就在所有人都夹着尾巴做人时,有一个人例外。
那就是赵羡安。
太子被废的消息传遍大庆,与之相比,他被卖到南风馆的事,便算不得什么,很快就没人在意。
赵羡安松了口气,觉得自己又行了。
他不敢再去找谢明月的麻烦,便把心思全部放在了寻找宋明珠上。
一开始他还收敛些,不愿再引起旁人的注意。
可随着时间流逝始终寻不到宋明珠的下落,他便耐不住了,动作越来越大,满京城地派人打探,终于传进了谢明月的耳朵。
这日下午,谢明月坐在明月轩的雕花窗下,手里把玩着一只罗盘,听着红绡的禀报,故作悲天悯人地叹了口气。
“我这人就是心善,见不得有人棒打鸳鸯,有情人不得相聚。”
“云姒,等晚上,你与银屏走一趟,将宋明珠救出来,直接送到永宁伯府去,给他俩一个‘惊喜’。”
云姒眼白一翻,满脸不解:“主子,这宋明珠一肚子坏水,反复挑拨是非,干脆直接了结了她,一了百了,何必多费手脚?”

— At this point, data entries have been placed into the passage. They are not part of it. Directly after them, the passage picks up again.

PR #7199, opened 2026-03-02
test(tests): add superjson error deserialization regression tests

### LINKED ISSUE #7083: v11: tRPC server returns non-superjson error responses causing client 'Unable to transform response from server'
## Summary

Using tRPC v11 with `transformer: superjson` configured on the server, error responses (for example input validation errors) are emitted as plain JSON instead of the expected superjson wire format. Clients configured with `superjson` fail with:

> TRPCClientError: Unable to transform response from server

### Minimal reproduction

Repo: https://github.com/gerome650/trpc-superjson-repro

Steps:

1. `pnpm install`
2. `node server.mjs`
3. `node client.mjs`

The client intentionally calls the mutation without input to trigger validation.
**Expected**: server's error responses use the router's transformer (superjson) so the client can decode them.
**Actual**: client fails with "Unable to transform response from server"; server returns error body as plain JSON.

### Evidence

- tRPC versions: @trpc/server: 11.7.1, @trpc/client: 11.7.1, superjson: 1.13.3
- Error response body from server (when calling mutation without required input):
```json
[{"error":{"json":{"message":"Invalid input: expected object, received undefined","code":-32600,"data":{"code":"BAD_REQUEST","httpStatus":400}}}}]
```

- Client error:
```
TRPCClientError: Unable to transform response from server
    at TRPCClientError.from (.../@trpc/client/dist/TRPCClientError-CjKyS10w.mjs:41:10)
    at .../@trpc/client/dist/httpBatchLink-BOe5aCcR.mjs:237:37
```

### Observation

The error response is wrapped in `{"json": {...}}` structure (indicating some serialization attempt) but lacks the `"meta"` key that superjson format requires. The response appears to be a hybrid format that neither plain JSON parsers nor superjson deserializers can handle correctly.

### Suggestion

The HTTP adapter's error response path should apply the router's transformer (`superjson`) consistently so the client can decode error responses. Currently, the error path emits a partial serialization that doesn't match the expected superjson wire format.

Please let me know if you need additional logs or a different reproduction scenario.

eren-karakus0:
Closes #7083

## Changes

Add regression tests for #7083 to verify that error responses are properly serialized and deserialized when the server is configured with `transformer: superjson`.

### Background

The existing test suite covered:
- superjson for successful responses (data round-trips)
- Error responses with mixed transformers (superjson input + devalue output)

But there were **no tests** for the combination of **pure superjson + error responses**, which is exactly the scenario reported in #7083.

### Investigation

I was unable to reproduce the issue on the current `main` branch (v11.11.0) with either `superjson@1.12.4` or `superjson@1.13.3`. The error serialization and deserialization round-trip works correctly across all link types:

- `superjson.serialize(errorShape)` produces `{ json: { message, code, data } }` on the server
- `superjson.deserialize(serialized)` correctly restores the error shape on the client
- The `transformResult` validation (`typeof error.code === 'number'`) passes

The issue was reported against `@trpc/server@11.7.1` and may have been resolved between v11.7.1 and v11.11.0.

### New tests

| Test | Link type | Error type |
|------|-----------|------------|
| `httpBatchLink: TRPCError is properly deserialized` | httpBatchLink | TRPCError |
| `httpBatchLink: validation error is properly deserialized` | httpBatchLink | Zod validation |
| `httpBatchStreamLink: TRPCError is properly deserialized` | httpBatchStreamLink | TRPCError |
| `httpLink: TRPCError is properly deserialized` | httpLink | TRPCError |

All 26 tests in `transformer.test.ts` pass (22 existing + 4 new).

## Checklist

## Summary by CodeRabbit

* **Tests**
  * Added regression tests verifying error serialization/deserialization with the superjson transformer across multiple transport link scenarios to ensure error shapes and statuses propagate correctly.
* **Chores**
  * Minor script formatting cleanup with no behavioral changes.

### DIFF
--- a/packages/tests/server/transformer.test.ts
+++ b/packages/tests/server/transformer.test.ts
@@ -508,7 +508,10 @@ describe('superjson error transformation', () => {
     });
 
     const err = await waitError(ctx.client.alwaysFail.query(), TRPCClientError);
-    expect(err.message).toBe('intentional error');
+    expect(err.shape.message).toBe('intentional error');
+    expect(err.shape.code).toBe(-32600);
+    expect(err.shape.data.code).toBe('BAD_REQUEST');
+    expect(err.shape.data.httpStatus).toBe(400);
   });
 
   test('httpLink: TRPCError is properly deserialized', async () => {


Nick-Lucas:
Thank you for investigating that issue and this contribution, I'm going to close it because we already have sufficient testing in this area and the tests didn't find anything we'd missed

---

❯ look at the changes made in this pr to packages/tests/server/transformer.test.ts\          
  \                                                                                          
  Do the tests add anything we didn't already have/test?                                     
  ⎿  ⧉ Selected 128 lines from packages/client/src/createTRPCClient.test.ts in Visual Studio Code

⏺ Bash(git diff main...HEAD -- packages/tests/server/transformer.test.ts)
  ⎿  diff --git a/packages/tests/server/transformer.test.ts b/packages/tests/server/transfor
     mer.test.ts
     index c04ee7cd5..b18fad609 100644
     … +36 lines (ctrl+o to expand)

⏺ Searched for 1 pattern, read 1 file (ctrl+o to expand)

⏺ Let me check what the existing transformer tests already cover for error scenarios.

⏺ Searched for 1 pattern, read 1 file (ctrl+o to expand)

⏺ The existing test at line 394 (superjson up and devalue down: transform errors correctly)
  already tests error transformation with superjson. Let me look at it more closely to compare.

⏺ Read 1 file (ctrl+o to expand)    
                                              
⏺ Here's the assessment:                                                                         
                           
  The new tests add very little that wasn't already covered. Here's the breakdown:               
                                                                                                 
  Already covered by existing tests:
  - httpBatchLink + superjson + error deserialization — The existing test at line 394 already    
  does exactly this (superjson transformer + httpBatchLink + error thrown from a procedure +
  asserting on err.shape.message and err.shape.code). The new test just uses a TRPCError with an
  explicit code instead of a custom Error subclass, and checks .data.code/.data.httpStatus in
  addition — but these are just standard shape fields, not a separate deserialization concern.
  - Validation errors — Zod validation errors going through transformers are already implicitly
  tested by the many existing tests that use z.object(...) inputs with superjson. The new
  validation error test doesn't exercise a meaningfully different code path.

  Marginally new:
  - Testing httpBatchStreamLink and httpLink (non-batch) specifically with superjson error
  deserialization. The existing tests use httpBatchLink. However, the error deserialization logic
   is shared across all HTTP link types — it's the same transformResult code path — so these are
  unlikely to catch a real bug that the httpBatchLink variant wouldn't.

  Bottom line: These tests are largely redundant. The only thing they add is link-type coverage
  (httpBatchStreamLink, httpLink) for an error path that's shared across all links. If issue
  #7083 was specifically about one of those link types behaving differently, they'd have value as
   regression tests, but the assertions are identical across all three, suggesting the code path
  is the same.

PR #7207, opened 2026-03-03
fix: SSE subscriptions don't reconnect after maxDurationMs (#7094)

### LINKED ISSUE #7094: bug: No reconnect after maxDurationMs

```
  System:
    OS: Linux 5.0 undefined
    CPU: (5) x64 Intel(R) Core(TM) i9-9880H CPU @ 2.30GHz
    Memory: 0 Bytes / 0 Bytes
    Shell: 1.0 - /bin/jsh
  Binaries:
  npmPackages:
    @tanstack/react-query: ^5.90.16 => 5.90.16 
    @trpc/client: canary => 11.8.2-canary.3+f48ed5c18 
    @trpc/next: canary => 11.8.2-canary.3+f48ed5c18 
    @trpc/react-query: canary => 11.8.2-canary.3+f48ed5c18 
    @trpc/server: canary => 11.8.2-canary.3+f48ed5c18 
    next: ^15.5.9 => 15.5.9 
    react: ^19.2.3 => 19.2.3 
    typescript: ^5.9.3 => 5.9.3 
```

### Describe the bug

When I set `maxDurationMs` in `SSEStreamProducerOptions`, the subscription becomes idle after `maxDurationMs` is reached.

I was expecting `maxDurationMs` to define the maximum duration of a single HTTP request. But I would expect the tRPC client to send a new request to maintain the subscription active.

If stopping the subscription is actually the expected behavior, could you please let me know what is the correct way to configure tRPC subscriptions in a serverless environment (i.e., Vercel), where HTTP requests have a max duration?

My goals are:

1. Limited downtime on reconnect: With the default configuration, tRPC will take some time to "realize" that the HTTP request timed out and then reconnect. During that time, new events are not received. I know I can use tracked events so that I don't miss events. But I'd also like to keep the app responsive as much as possible. I think the solution would be to proactively reconnect before the serverless timeout is reached.

2. No Vercel timeout: I don't want every subscription request to end with a Vercel timeout. That does not sound clean and will get noisy in logs.

### Link to reproduction

https://stackblitz.com/edit/github-rmw4rvvn-3umdr23r?file=src%2Fpages%2Fapi%2Ftrpc%2F[trpc].ts

### To reproduce

Just open the reproduction link, let it start and wait to see the subscription become idle.

### Additional information

_No response_

### 👨‍👧‍👦 Contributing

bxff:
Fixes #7094

When `maxDurationMs` is set, SSE subscriptions should end after the timeout and the client should reconnect automatically. Instead, the connection hangs silently and the client never reconnects.

## Root cause

The server never actually ends the HTTP response. When `maxDurationMs` fires, it aborts `combinedAbort.signal` in `resolveResponse.ts` — but `writeResponse.ts` passes `request.signal` (client disconnect) to `pipeTo()`, not the combined signal. So the abort has no effect on the response pipe.

Meanwhile the subscription generator is typically blocked on an `await` (waiting for the next event), so `readableStreamFrom.pull()` hangs on `iterator.next()` indefinitely. The response stays open, the client never sees an error, EventSource never retries.

I confirmed this by writing a standalone script with `EventSourcePolyfill` + a plain HTTP server that calls `res.end()` after 500ms — the polyfill reconnected fine, 4 times in 5 seconds. The polyfill was never the problem.

## Fix

I wrap the SSE ReadableStream in `resolveResponse.ts` with a reader that listens to `combinedAbort.signal`. When `maxDurationMs` fires, it cancels the reader directly, which unblocks the pipe and lets the response end. After that, EventSource's built-in retry does its thing — new connection, `lastEventId` resumption via `tracked()`, everything works.

I also considered modifying `writeResponse.ts` to take an extra abort signal and use `AbortSignal.any()`, which would be a bit cleaner architecturally. Happy to refactor if you'd prefer that approach.

Regression test sets `maxDurationMs: 500`, sends tracked data, waits for the reconnect, then verifies the client got `[1, 2]` across two connections. Completes in ~1.5s. All existing tests still pass.

## Summary by CodeRabbit

* **Bug Fixes**
  * Server-Sent Events streams now reliably terminate on subscription timeouts or external cancellations, preventing orphaned streams.
  * SSE reconnections resume delivering data from the last received event, avoiding duplicate or lost messages after reconnects.
  * Streaming responses now respect per-request cancellations and time limits, ensuring timely cleanup on aborts and reconnections.

* **Tests**
  * Added regression tests verifying SSE timeout reconnection and data resumption behavior.

### DIFF
--- a/packages/tests/server/httpSubscriptionLink.test.ts
+++ b/packages/tests/server/httpSubscriptionLink.test.ts
@@ -1520,8 +1520,8 @@ test('timer does not leak after subscription ends', async () => {
 // the server to end the SSE connection, and continues receiving
 // data via tracked() event ID resumption.
 test(
-  'maxDurationMs should reconnect and continue receiving data',
-  { timeout: 30_000 },
+  'regression #7094: maxDurationMs should reconnect and continue receiving data',
+  { timeout: 10_000 },
   async () => {
     const MAX_DURATION_MS = 500;
 
@@ -1617,7 +1617,7 @@ test(
         () => {
           expect(onConnection).toHaveBeenCalledTimes(2);
         },
-        { timeout: 15_000 },
+        { timeout: 5_000 },
       );
     });
 


packages/server/src/unstable-core-do-not-import/http/resolveResponse.ts
```diff
@@ -520,7 +527,38 @@ export async function resolveResponse<TRouter extends AnyRouter>(
             untransformedJSON: null,
           });
 
-          return new Response(stream, {
+          // When maxDurationMs fires, combinedAbort.signal is aborted
+          // but writeResponse uses request.signal for pipeTo() — which
+          // only fires on client disconnect. We need maxDurationMs abort
+          // to also terminate the SSE response body (fixes #7094).
+          const reader = stream.getReader();
```
Nick-Lucas: Hey thanks for the contribution, still getting my head around it as I'm not really our expert in this bit of the codebase, but a couple questions:

* Is there some reason we can't just call `stream.cancel()` instead of setting up another stream? Perhaps even pass the combinedSignal to sseStreamProducer and contain the abort checks inside there? This file is getting quite convoluted so the more we can push out the better
* storing subscriptionAbortSignal outside the calls map seems a bit fragile, and while subscription connections aren't typically batches so calls shouldn't be >1 I do wonder if there's a more elegant and future-safe way to write this?

bxff: Thanks for taking a look!

Tried both ideas. `stream.cancel()` doesn't work because `pipeTo()` in `writeResponse` locks the reader — once that happens you can't cancel from outside.

I also went down the path of passing the signal into `sseStreamProducer` → `readableStreamFrom` to call `iterator.return()` on abort. That seemed like it should work, but it turns out async generators serialize `.next()` and `.return()` — so when `pull()` is already stuck at `await iterator.next()` (generator waiting on user code), `.return()` just queues behind it and never fires. That's exactly the deadlock we're trying to break. So the wrapper stream approach is unfortunately necessary — `reader.cancel()` bypasses the generator entirely.

Good call on the hoisted variable though, that was definitely fragile. I replaced it by threading the signal through `RPCResultOk` instead (added `signal?: AbortSignal`), so the subscription handler just reads `result?.signal`. No mutable outer variable, no cast.

While I was at it I also tightened things up:

- Only subscriptions get the signal on `RPCResultOk`, queries/mutations get `undefined`
- The wrapper stream is only created when there's actually a signal to listen on (i.e. when `maxDurationMs` is configured), otherwise it just passes the stream through directly
- Renamed a variable inside `pull()` that was shadowing the outer `result`
- Added `removeEventListener` cleanup in the wrapper's `cancel()` to avoid leaking the listener

Nick-Lucas: Great, thank you! It looks good. Just pushing a couple small convention adjustments, and addressing 1 ai review comment that looks valid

谢明月端起一旁的清茶,慢悠悠抿了一口,眼底寒光一闪。
“就这么让她死了,未免太过便宜。我要亲眼看着她和赵羡安互相猜忌、反目成仇,落得众叛亲离的下场。”
云姒虽然不大赞同,但见谢明月心意已决,便没有再多说。
暮色沉沉,黑云遮蔽住一轮残月,京城一处不起眼的别院,灯火昏昏沉沉。
宋明珠蜷缩在冰冷的床榻上,浑身止不住地发抖。
自从半个月前被太子强行掳走,她就被囚禁在了这座偏僻小院里,失去了所有自由。
一开始她还抱着侥幸心理,想着太子只是一时意气,等怒火消散,就会把她放回定远侯府。
可日复一日,太子始终没有露面,只留下几名护卫日夜看守,连院门都不许她踏出半步。
恐惧日夜啃噬着她的心神。
她可是听说了,太子刚刚被废黜,沦为阶下囚,自身都难保,哪里还会有心思顾及她这个临时抓来的人质?

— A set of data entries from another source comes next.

PR #7213, opened 2026-03-04
fix(client): suppress unhandled rejection on reconnect Promise

WilliamBlais:
## 🎯 Changes

this.reconnecting stores the result of tryReconnect(0) but unlike this.open() and this.close(), no .catch() is attached. When the WebSocket closes unexpectedly during an active subscription, Node.js (v15+) fires unhandledRejection which crashes the process.

The tryReconnect catch block recursively calls await tryReconnect(n+1), meaning if any level rejects (e.g. during process teardown or a microtask ordering edge case), the rejection propagates out of the entire chain to this.reconnecting with no handler.

Fix: attach .catch(() => null) to match the existing pattern used for open() and close().

## ✅ Checklist

## Summary by CodeRabbit

* **Bug Fixes**
  * Fixed potential unhandled promise rejection warning during connection re-establishment, improving application stability.

### DIFF
--- a/packages/client/src/links/wsLink/wsClient/wsClient.ts
+++ b/packages/client/src/links/wsLink/wsClient/wsClient.ts
@@ -277,6 +277,7 @@ export class WsClient {
     };
 
     this.reconnecting = tryReconnect(0);
+    this.reconnecting.catch(() => null);
   }
 
   private setupWebSocketListeners(ws: WebSocket) {


packages/client/src/links/wsLink/wsClient/wsClient.ts
```diff
@@ -277,6 +277,7 @@ export class WsClient {
     };
 
     this.reconnecting = tryReconnect(0);
+    this.reconnecting.catch(() => null);
```
Nick-Lucas, line 280: @KATT catch I believe doesn't mutate the promise so I'm confused how this fixes anything? 

Quick repl

image

Regardless I think a change which promises to fix something must come with a regression test

KATT: agree it should have a regression test and that this kinda showcases a subtle flaw in the implementation (cc @hmatthieu 👀 )

but the any promises that is thrown which doesn't have a catch-handler will indeed crash node

KATT:
```js
// test.js
console.log('before');
const promise = Promise.reject('booo');

// promise.catch(() => { /* noop */ });
console.log('after');
```

```shell
node test.js
```

then try uncommenting line 4

PR #7233, opened 2026-03-09
fix: preserve buffered chunks on stream close in httpBatchStreamLink

### LINKED ISSUE #7209: bug: httpBatchStreamLink loses buffered chunks on normal stream completion due to closeOrAbort using controller.error() instead of controller.close()

```
System:
  OS: macOS 26.2
  CPU: (10) arm64 Apple M1 Max
  Memory: 78.77 MB / 32.00 GB
  Shell: 5.9 - /bin/zsh
Binaries:
  Node: 24.11.1
  pnpm: 10.9.0
npmPackages:
  @trpc/client: ^11.1.0 => 11.7.2
  @trpc/server: ^11.1.0 => 11.7.2
  @trpc/react-query: ^11.1.0 => 11.7.2
  @tanstack/react-query: ^5.74.4 => 5.90.12
  next: 15.2.8
  react: ^19.0.1 => 19.2.1
  typescript: ^5 => 5.9.3
```

### Describe the bug

When using `httpBatchStreamLink`, **normal stream completion causes all buffered (enqueued but unconsumed) chunks in the `ReadableStream` to be silently discarded**. This is because `closeOrAbort` calls `cancelAll()` → `controller.error(reason)` for **both** the `close` and `abort` handlers of the `WritableStream`.

Per the [WHATWG Streams specification](https://streams.spec.whatwg.org/#rs-error), `controller.error()` immediately transitions the stream to the `"errored"` state and **discards all enqueued chunks** in the internal queue. In contrast, `controller.close()` transitions to `"closed"` and allows the consumer to drain all remaining buffered data.

#### Root cause

In [`src/unstable-core-do-not-import/stream/jsonl.ts`](https://github.com/trpc/trpc/blob/main/packages/server/src/unstable-core-do-not-import/stream/jsonl.ts):

```typescript
// Line 588-591
const closeOrAbort = (reason?: unknown) => {
  headDeferred?.reject(reason);
  streamManager.cancelAll(reason);  // ← always calls controller.error()
};

// Line 615-616 — both handlers use the same function
close: closeOrAbort,
abort: closeOrAbort,
```

And in `cancelAll`:

```typescript
// Line 484-488
function cancelAll(reason: unknown) {
  for (const controller of controllerMap.values()) {
    controller.error(reason);  // ← discards buffered chunks per WHATWG spec
  }
}
```

On normal completion, the `WritableStream`'s `close` handler is called (not `abort`), meaning the server has successfully sent all data. However, `closeOrAbort` treats this identically to an abort — it calls `controller.error(undefined)`, which:

1. Discards all chunks that were `enqueue()`d but not yet `read()` by the consumer
2. Passes `undefined` as the error reason, which causes downstream issues (e.g., AI SDK's `makeRequest` catch block does `err.name` on `undefined`, throwing a `TypeError`)

#### Impact

This creates a **race condition** between the producer (HTTP response → JSONL parser → `controller.enqueue()`) and the consumer (`ReadableStream` → application code). For long streaming responses (e.g., 1500+ chunks from an LLM), the producer often finishes writing all chunks before the consumer has read them all. When `close` fires, the remaining buffered chunks are lost.

**Observed behavior:**
- Short responses: usually works (consumer keeps up with producer)
- Long responses: **truncated output** — the consumer receives only a portion of the data
- The stream ends with `error(undefined)` instead of `close()`, so consumers cannot distinguish between a normal completion and an actual error

#### WHATWG Streams spec reference

From [§4.7.3 ReadableStreamDefaultController.error()](https://streams.spec.whatwg.org/#rs-default-controller-error):

> *"The error(e) method will error the readable stream, making all future interactions with it fail with the given error e."*

Verified empirically:

```javascript
// Demonstrates that controller.error() discards buffered chunks
const rs = new ReadableStream({
  start(controller) {
    controller.enqueue("chunk-1");
    controller.enqueue("chunk-2");
    controller.enqueue("chunk-3");
    controller.error(undefined);  // ← all 3 chunks are lost
  }
});
const reader = rs.getReader();
await reader.read(); // throws undefined instead of returning chunk-1
```

```javascript
// controller.close() allows draining all buffered chunks
const rs = new ReadableStream({
  start(controller) {
    controller.enqueue("chunk-1");
    controller.enqueue("chunk-2");
    controller.enqueue("chunk-3");
    controller.close();  // ← chunks are preserved
  }
});
const reader = rs.getReader();
await reader.read(); // { value: "chunk-1", done: false }
await reader.read(); // { value: "chunk-2", done: false }
await reader.read(); // { value: "chunk-3", done: false }
await reader.read(); // { value: undefined, done: true }
```

### Suggested fix

Differentiate between `close` (normal completion) and `abort` (error) in the `WritableStream` handlers:

```typescript
// Option A: Separate close and abort handlers
const source = response.body!
  .pipeThrough(/* ... */)
  .pipeTo(
    new WritableStream({
      write(chunk) { /* ... */ },
      close() {
        // Normal completion: close all controllers (preserves buffered data)
        for (const controller of controllerMap.values()) {
          controller.close();
        }
      },
      abort(reason) {
        // Error/abort: error all controllers
        headDeferred?.reject(reason);
        streamManager.cancelAll(reason);
      },
    }),
  );
```

```typescript
// Option B: Minimal change — check if reason is provided
const closeOrAbort = (reason?: unknown) => {
  headDeferred?.reject(reason);
  if (reason !== undefined) {
    streamManager.cancelAll(reason);
  } else {
    // Normal close — use controller.close() to preserve buffered data
    for (const controller of controllerMap.values()) {
      controller.close();
    }
  }
};
```

Option A is preferred as it's more explicit and doesn't rely on `undefined` as a sentinel value.

### Link to reproduction

_No StackBlitz reproduction yet — the issue is observable in any setup where the consumer processes chunks slower than the producer enqueues them (e.g., streaming LLM responses via AI SDK `useChat` with `httpBatchStreamLink`)._

### To reproduce

1. Set up a tRPC streaming mutation that yields many chunks (e.g., 500+ text deltas from an LLM)
2. Use `httpBatchStreamLink` on the client
3. Consume the stream via `ReadableStream` (e.g., through AI SDK's `useChat` transport)
4. Observe that for long responses, the output is **truncated** — the tail end of the stream is lost
5. Verify in DevTools Network tab that the full response body was received (all chunks present in the HTTP response)

The race condition is timing-dependent: shorter responses may work fine because the consumer keeps up with the producer.

#### Workaround

We currently work around this by **eagerly draining** the `AsyncIterator` into a buffer before the `ReadableStream`'s `pull()` is called:

```typescript
function asyncIteratorToReadableStream<T>(
  iterator: AsyncIterator<T>,
  option?: { abortSignal?: AbortSignal },
): ReadableStream<T> {
  const buffer: T[] = [];
  let isDrained = false;
  let drainError: { value: unknown } | null = null;
  let onBufferUpdate: (() => void) | null = null;

  // Eagerly consume iterator in the background
  void (async () => {
    try {
      while (!option?.abortSignal?.aborted) {
        const result = await iterator.next();
        if (result.done) break;
        buffer.push(result.value);
        onBufferUpdate?.();
        onBufferUpdate = null;
      }
    } catch (error) {
      if (error !== undefined) drainError = { value: error };
    } finally {
      isDrained = true;
      onBufferUpdate?.();
      onBufferUpdate = null;
    }
  })();

  return new ReadableStream<T>({
    async pull(controller) {
      if (buffer.length > 0) {
        controller.enqueue(buffer.shift()!);
        return;
      }
      if (!isDrained) {
        await new Promise<void>((r) => { onBufferUpdate = r; });
        if (buffer.length > 0) {
          controller.enqueue(buffer.shift()!);
          return;
        }
      }
      if (drainError) controller.error(drainError.value);
      else controller.close();
    },
  });
}
```

This decouples our consumer from the tRPC-managed `ReadableStreamDefaultController`, ensuring all chunks are captured before tRPC can discard them.

#### Related issue

- #6996 (different bug — JSON parse errors in React Native streaming, but also related to `httpBatchStreamLink` reliability)
- #6103 (AI SDK + tRPC integration discussion)

### 👨‍👧‍👦 Contributing

luinbytes:
## Summary

Fixes #7209

When using `httpBatchStreamLink`, normal stream completion was causing buffered chunks to be silently discarded because both `close` and `abort` handlers called `controller.error()` via `closeOrAbort`.

Per the [WHATWG Streams spec](https://streams.spec.whatwg.org/#rs-default-controller-error), `controller.error()` immediately transitions the stream to "errored" and discards all enqueued chunks.

## Changes

- Added `closeAll()` method to `createStreamsManager()` that calls `controller.close()` instead of `controller.error()`
- Separated `close` and `abort` handlers in `jsonlStreamConsumer()`:
  - `close` → calls `streamManager.closeAll()` (preserves buffered data)
  - `abort` → calls `streamManager.cancelAll(reason)` (errors on abort)
- Added regression test to verify buffered chunks are preserved on normal stream completion

## Test Plan

- [x] Added unit test for the regression case
- [ ] Full test suite passes (recommend maintainers run `pnpm test`)

Thanks to @the original issue author for the detailed reproduction and suggested fix!

## Summary by CodeRabbit

* **Bug Fixes**
  * Improved stream lifecycle so buffered data is preserved on normal completion; streams now close or abort correctly on completion and errors, preventing data loss.

* **Tests**
  * Added regression tests verifying buffered chunks are fully delivered on normal completion and that stream controllers are aborted/closed as expected.

### DIFF
--- a/packages/server/src/unstable-core-do-not-import/stream/jsonl.test.ts
+++ b/packages/server/src/unstable-core-do-not-import/stream/jsonl.test.ts
@@ -674,7 +674,7 @@ test('regression: buffered chunks preserved on normal stream completion', async 
   const data = {
     0: Promise.resolve({
       [Symbol.asyncIterator]: async function* () {
-        // Yield multiple values quickly
+        // Yield multiple values quickly so they buffer in the ReadableStream
         for (let i = 0; i < 5; i++) {
           yield i;
         }
@@ -694,13 +694,44 @@ test('regression: buffered chunks preserved on normal stream completion', async 
 
   const iterable = await head[0];
 
-  // Consume all values from the iterable
+  // Consume values with a slow reader so that the pipeTo pipeline completes
+  // (including its close/abort callback) while chunks are still buffered.
+  // Without the fix, the close handler calls controller.error() which discards
+  // buffered chunks; with the fix it calls controller.close() preserving them.
   const values: number[] = [];
   for await (const item of iterable) {
     values.push(item);
+
+    // Yield to the event loop so pipeTo can finish and fire close/abort
+    await new Promise((r) => setTimeout(r, 10));
   }
 
   // All buffered chunks should be delivered on normal completion
   expect(values).toEqual([0, 1, 2, 3, 4]);
   expect(abortController.signal.aborted).toBe(true);
+});
+
+// https://github.com/trpc/trpc/issues/7209
+test('regression: stream closing before head rejects headDeferred with descriptive error', async () => {
+  const abortController = new AbortController();
+
+  // Create a ReadableStream that closes immediately with no data
+  const emptyStream = new ReadableStream<Uint8Array>({
+    start(controller) {
+      controller.close();
+    },
+  });
+
+  const rejection = await jsonlStreamConsumer({
+    from: emptyStream,
+    abortController,
+  }).catch((e) => e);
+
+  // Without the fix, close calls closeOrAbort(undefined) which rejects with undefined.
+  // With the fix, handleClose rejects with a descriptive Error.
+  expect(rejection).toBeInstanceOf(Error);
+  expect(rejection).toHaveProperty(
+    'message',
+    'Stream closed before head was received',
+  );
 });


Nick-Lucas (approved):
Thanks for this. Well described issue + decent PR, just added 1 edge case test and added a few code comments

而崔家为了掩盖太子的风流丑闻,大概率会悄无声息地杀掉她灭口。
想到这里,宋明珠浑身汗毛倒竖。
她试过收买看守护卫,把贴身佩戴的金钗、玉佩全都拿了出来,好言哀求,只求对方放自己逃出牢笼。
可那几名护卫都是崔家养出来的死士,见惯了金银财宝,只是冷冷地看着她,眼神里满是嘲讽。
“姑娘安分些,莫要白费力气。没有崔大人的命令,我们谁敢放你离开?”
软磨硬泡行不通,她又趁着守卫换班的间隙,偷偷挖墙角、翻后窗,可院墙砌得又高又厚,每次刚刚摸到墙头,就会被护卫硬生生揪回来。
一次次逃跑失败,希望一点点破灭,绝望彻底包裹住了宋明珠。
她终日以泪洗面,整个人瘦得脱了形,夜夜都被噩梦惊醒。
这天深夜,就在宋明珠惶恐不安之际,别院内突然传来一阵兵刃相接的铮鸣声。